• **Prompt**: Retrieve every line of the data holding the word "this".

○ ○ ○

PR #2383, opened 2024-10-07
New search input

babebe:
## Summary
Fixes #{2289}


api/src/services/opportunities_v1/search_opportunities.py
```diff
@@ -148,7 +142,13 @@ def _get_search_request(params: SearchOpportunityParams) -> dict:
...
     # Query
     if params.query:
-        builder.simple_query(params.query, SEARCH_FIELDS)
+        match params.experimental.scoring_rule:
+            case ScoringRuleEnum.EXPANDED:
+                builder.simple_query(params.query, EXPANDED)
+            case ScoringRuleEnum.AGENCY:
+                builder.simple_query(params.query, AGENCY)
+            case ScoringRuleEnum.DEFAULT:
+                builder.simple_query(params.query, DEFAULT)
```
chouinar, line 151: Hmm, something about this is bothering me. I'm not sure I like having effectively the same function call with one param difference setup like this.

My first thought was something like:
```py
        match params.experimental.scoring_rule:
            case ScoringRuleEnum.EXPANDED:
                filter_rule = EXPANDED
            case ScoringRuleEnum.AGENCY:
                filter_rule = AGENCY
            case ScoringRuleEnum.DEFAULT:
                filter_rule = DEFAULT

         builder.simple_query(params.query, filter_rule)
```

But then this is just a more verbose version of:

```py
# defined somewhere up top
FILTER_RULE_MAPPING = {
           ScoringRuleEnum.EXPANDED: EXPANDED,
           ScoringRuleEnum.AGENCY: AGENCY,
           ScoringRuleEnum.DEFAULT: DEFAULT
}

...

filter_rule = FILTER_RULE_MAPPING.get(params.experimental.scoring_rule, ScoringRuleEnum.DEFAULT)
builder.simple_query(params.query, filter_rule)
```

Thoughts on this approach?

chouinar (commented):
Could you add a test to https://github.com/HHS/simpler-grants-gov/blob/main/api/tests/src/api/opportunities_v1/test_opportunity_route_search.py

Don't need to worry about testing that the fields are necessarily causing a specific response order (way too complex / will change significantly), mostly just validating that we can call it with all possible values for the new field uneventfully.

○ ○ ○

• **Expected output**:
chouinar, line 151: Hmm, something about this is bothering me. I'm not sure I like having effectively the same function call with one param difference setup like this.
But then this is just a more verbose version of:
Thoughts on this approach?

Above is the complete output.